When:
Friday, November 13, 2020
4:00 PM - 5:00 PM CT
Where: Online
Audience: Faculty/Staff - Student - Public - Post Docs/Docs - Graduate Students
Contact:
Peri Drury
(847) 491-7650
Group: Physics and Astronomy Colloquia
Category: Academic
Abstract: Electrons create magnetic fields, so materials that manifest quantum-mechanical and strongly correlated electron behavior must have magnetic signatures. Although distinctive, interesting, and informative, these magnetic signals are hard to measure. In this talk, I will take you on a tour of mesoscopic magnetic phenomena.

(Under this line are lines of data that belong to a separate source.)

PR #3703, opened 2019-08-15
Clean up text file encodings, and some formatting

esainane:
This expands the set of definite text files, allows linux users to check out files with their native line endings without interfering with the ability of windows users to check out files with their native line endings, ensures files in the index are consistent in having LF (git can automatically convert them to CRLF on checkout for platforms that want this), ensures text files have a trailing newline at the end of file, encodes files as UTF-8 where possible, and strips trailing whitespace for lines that have other content.

- 4 file extensions are added to the list of definite text files, .h, .glsl, .fs and .json, joining the existing list of .lua, .txt, and .tdf.
- 53 files were previously checked in as CRLF without conversion, and are now converted to LF in the index - windows users can still automatically checkout as CRLF, git will handle conversion automatically.
- 509 files were previously missing a trailing newline.
- 6 files were encoded in iso-8859-1 and could be trivially converted to UTF-8.
- `sounds/music/license.txt` appeared to have been misencoded at some point - I've replaced what appears from context to originally have been a hyphen with an ASCII hyphen.
- 757 files previously contained trailing whitespace on lines which had other content.

Not touched:
- Text files in `LuaUI/Fonts`. These contain literal bytes between \x0 and \x255, so their "encoding" is left in binary.
- Encoding of `LuaUI/Widgets/cmd_area_attack_tweak.lua` and `lups/headers/tablebin.lua`, detected as '`unknown-8bit`'. The former file has binary bytes as part of the widget description; I suspect the correct solution is adjusting it to use escaped codes, similar to what eg. Global Build Command uses, but that is probably best discussed in a follow-up PR. The latter file ends with CHILLCODE\x99 in a comment; I have no idea what this is supposed to indicate or if there is an alternative we can use that leaves files friendlier to external tooling.
- Lines consisting entirely of whitespace. Working out what the correct level of indentation is and adjusting is going to be slightly more involved. There are many lines which consist entirely of whitespace but are not meant to have any indentation at all, for example, still in the index.

Overall, this makes for a much cleaner working tree which plays nicely with external tools.


GoogleFrog:
bos files were changed, but I suppose it is ok. The chili changes should be applied to Chobby immediately.

sprunk:
>I don't know why so many files have changes and pushing elsewhere seems to do nothing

We will visit metallic rings that exhibit persistent currents despite having a finite resistance; see images of superfluid density that provides clues to the origin of superconductivity; view landscapes of paramagnetism, ferromagnetism, conductivity and superconductivity in exotic materials; and manipulate quantum vortices, one-dimensional elastic objects moving through energy landscapes. These advances in nanomagnetic imaging provide insight into the interplay of disorder, order, and dimensionality in quantum-mechanical phase-coherent states in real materials.
Seminar Speaker: Kam Moler, Standford University
Host: Bill Halperin
Meeting Details:
Friday, November 13th, 2020 at 4:00 pm (Central Time) on Zoom.